New York Post

Bucolic Brit town on edge

Russian toxin, Round 2

- By GREGORY KATZ AP

In a normally pleasant English town of 10,000 residents a stone’s throw from Stonehenge, the new reality is sinking in: Novichok, again.

Four months had passed in Salisbury since a nerve-agent attack on former Russian spy Sergei Skripal and his daughter, Yulia. No longer were forensics experts in hazmat suits combing the area for an invisible toxin developed by the Soviets during the Cold War.

Eager tourists, drawn by a spell of glorious summer weather, were back at Stonehenge, and England’s World Cup team was surging, buoying spirits. Then a local couple with no obvious connection to Russia or to espionage fell desperatel­y ill and the government said Novichok was to blame.

Some are embracing the “keep calm and carry on” ethos that helped England through two world wars, but others were frightened by the seemingly random poisoning of two innocents who now lie critically ill in a hospital.

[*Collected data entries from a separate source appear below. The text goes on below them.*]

PR #765, opened 2022-09-21
Add interface type filters to ros2 interface package

DLu:
Seemed like it was missing.

### DIFF
--- a/ros2interface/ros2interface/verb/package.py
+++ b/ros2interface/ros2interface/verb/package.py
@@ -21,16 +21,41 @@ class PackageVerb(VerbExtension):
     """Output a list of available interface types within one package."""
 
     def add_arguments(self, parser, cli_name):
+        parser.add_argument(
+            '-m', '--only-msgs', action='store_true',
+            help='Print out only the message types')
+
+        parser.add_argument(
+            '-s', '--only-srvs', action='store_true',
+            help='Print out only the service types')
+
+        parser.add_argument(
+            '-a', '--only-actions', action='store_true',
+            help='Print out only the action types')
+
         arg = parser.add_argument(
             'package_name',
             help="Name of the ROS package (e.g. 'example_interfaces')")
         arg.completer = package_name_completer
 
     def main(self, *, args):
+        types_to_filter = []
+        if args.only_msgs or args.only_srvs or args.only_actions:
+            if not args.only_msgs:
+                types_to_filter.append('msg')
+            if not args.only_srvs:
+                types_to_filter.append('srv')
+            if not args.only_actions:
+                types_to_filter.append('action')
+
         try:
             interfaces = get_interfaces([args.package_name])
         except LookupError as e:
             return str(e)
         for package_name in sorted(interfaces):
             for interface_name in interfaces[package_name]:
+                if types_to_filter:
+                    interface_type = interface_name[:interface_name.index('/')]
+                    if interface_type in types_to_filter:
+                        continue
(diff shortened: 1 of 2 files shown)


ros2interface/ros2interface/verb/package.py
```diff
@@ -21,16 +21,41 @@ class PackageVerb(VerbExtension):
...
         try:
             interfaces = get_interfaces([args.package_name])
         except LookupError as e:
             return str(e)
         for package_name in sorted(interfaces):
             for interface_name in interfaces[package_name]:
+                if types_to_filter:
+                    interface_type = interface_name[:interface_name.index('/')]
+                    if interface_type in types_to_filter:
+                        continue
```
clalancette, line 60: I don't feel like this is the right way to filter here.

In particular, while we almost certainly aren't going to change the prefix for `msg`, `srv`, and `action`, we also have dedicated functions for getting this information.  Thus, I think we should refactor this whole block to be something like:

```
interfaces = []
if not args.only_msgs and not args.only_srvs and not args.only_actions:
    interfaces = get_interfaces([args.package_name])
else:
    if args.only_msgs:
        interfaces += get_message_interfaces([args.package_name])
    if args.only_srvs:
        interfaces += get_service_interfaces([args.package_name])
    if args.only_actions:
        interfaces += get_action_interfaces([args.package_name])

for package_name in sorted(interfaces):
    for interface_name in interfaces[package_name]:
        print(f'{package_name}/{interface_name}')

```

clalancette (changes requested):

ros2interface/ros2interface/verb/package.py
```diff
@@ -11,24 +11,52 @@
 # WITHOUT WARRANTIES OR CONDITIONS OF ANY KIND, either express or implied.
 # See the License for the specific language governing permissions and
 # limitations under the License.
-
+import collections
```
clalancette, line 14: You need whitespace both before and after this to pass flake8.

```suggestion

import collections

```

ros2interface/test/test_cli.py
```diff
@@ -200,6 +200,22 @@ def test_package_on_test_msgs(self):
...
+        assert interface_command.exit_code == launch_testing.asserts.EXIT_OK
+        output_lines = interface_command.output.splitlines()
+        assert launch_testing.tools.expect_output(
+            expected_lines=itertools.repeat(
+                re.compile(r'test_msgs/srv/[A-z0-9_]+'), len(output_lines)
+            ),
+            lines=output_lines,
+            strict=True
+        )
+        assert all(interface in output_lines for interface in some_services_from_test_msgs)
```
clalancette, line 217: It is probably overkill, but I'd feel a little better about this if we had 3 tests, one for each of `-s`, `-m`, and `-a`.  Also, I'm concerned about a 2 second timeout for the shutdown, particularly on Windows; I'll suggest 5 seconds instead.

clalancette (changes requested):
A couple more minor things to fix, then I think this will be ready for CI.

fujitatomoya (commented):
lgtm with @clalancette comment addressed

clalancette (approved):

clalancette:
CI:
* Linux [Build Status](http://ci.ros2.org/job/ci_linux/18768/)
* Linux-aarch64 [Build Status](http://ci.ros2.org/job/ci_linux-aarch64/13291/)
* Windows [Build Status](http://ci.ros2.org/job/ci_windows/19509/)

PR #767, opened 2022-09-29
Implement 'latched' launch argument for echo verb.

RobertBlakeAnderson:
You can now conveniently echo latch-like topics via:
`ros2 topic echo --latched <topic>`

### DIFF
--- a/ros2topic/ros2topic/api/__init__.py
+++ b/ros2topic/ros2topic/api/__init__.py
@@ -217,3 +217,7 @@ def add_qos_arguments_to_argument_parser(
         help='Quality of service durability setting to {} with '
              '(overrides durability value of --qos-profile option, default: {})'
              .format(verb, default_profile.durability.short_key))
+    parser.add_argument(
+        '--latched',
+        action='store_true',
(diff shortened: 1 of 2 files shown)


clalancette (commented):
So we already have this functionality, both automatically (since Humble), and via `--qos-durability transient_local` (though I agree that is somewhat annoying to type).

Additionally, I don't think we should use the term "latched" here, as `transient_local` isn't exactly the same thing as the concept of `latched` from ROS 1 (see https://github.com/ros2/ros2/issues/464 for lots of details).

Because of all of this, I don't really think we should add this, but I'd be curious to hear from others.  @ros2/team, thoughts?

jacobperron:
I agree that we should avoid using the term "latched".

If we want a shortcut for `--qos-durability transient_local`, we could add an option `-t` or `-d` (for "durable"). Though since durability is already decided automatically in later distros, IMO it's not worth adding this feature.

clalancette:
Given the above, I'm going to close this one out.  But if you still think this is valuable, please feel free to keep commenting or reopen.

PR #782, opened 2022-12-12
I want to add `ament_auto` option to ros2 pkg create

Ar-Ray-code:
Our team uses ament_cmake_auto as buildtools, but since it cannot be generated with the ros2 pkg create command, it is copied from an existing package.
Please consider incorporating the following differences to simplify package generation.


clalancette (changes requested):
So the main issue with this is that `ament_cmake_auto` isn't a build type.  Build types are the things that our tools (colcon, buildfarm, etc) understand so that they can properly prepare a package.  Right now, that only includes `cmake`, `ament_cmake`, and `ament_python`, I believe.

What you are looking to do is to use additional `ament_cmake` helpers, which is a different thing.  There are two ways I can see going about this:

“It’s shocking, and it’s scary,” said Elaine Read, a worker at The Kings Arms pub who used to occasional­ly socialize over pints with Dawn Sturgess, one of the victims. “Nobody expected it to happen again. Everyone was saying it was Russia, but now it’s just two . . . local people. They’re just like us.”

She said it’s difficult to feel safe after what happened to Sturgess, 44, and 45-year-old Charlie Rowley. Both became violently ill within hours of each other Saturday.

“You don’t know where it is, that’s the trouble,” Read said of the nerve agent. “You don’t know how Dawn and Charlie got it, how it crossed their paths.”

The bizarre case, combining elements of a murder mystery and a spy thriller, is stoking internatio­nal tensions ahead of next week’s NATO summit, which will deal in part with worsening relations between Russia and nations of the West.

Britain’s interior minister demanded on Thursday that Russia explain how two people were poisoned with the same military-grade nerve agent used to attack ex-spy Skripal and his daughter in March.

Britain has accused Russia of being behind the attack on the Skripals, which the Kremlin denies. British Home Secretary Sajid Javid told Parliament on Thursday that it is now time for Russia to explain “exactly what has gone on.”

“It is completely unacceptab­le for our people to be either deliberate or accidental targets, or for our streets, our parks, our towns to be dumping grounds for poison,” Javid said.

In the area, residents were advised to wash their clothes and take other precaution­s if they were at the locations believed to have been frequented by the latest victims.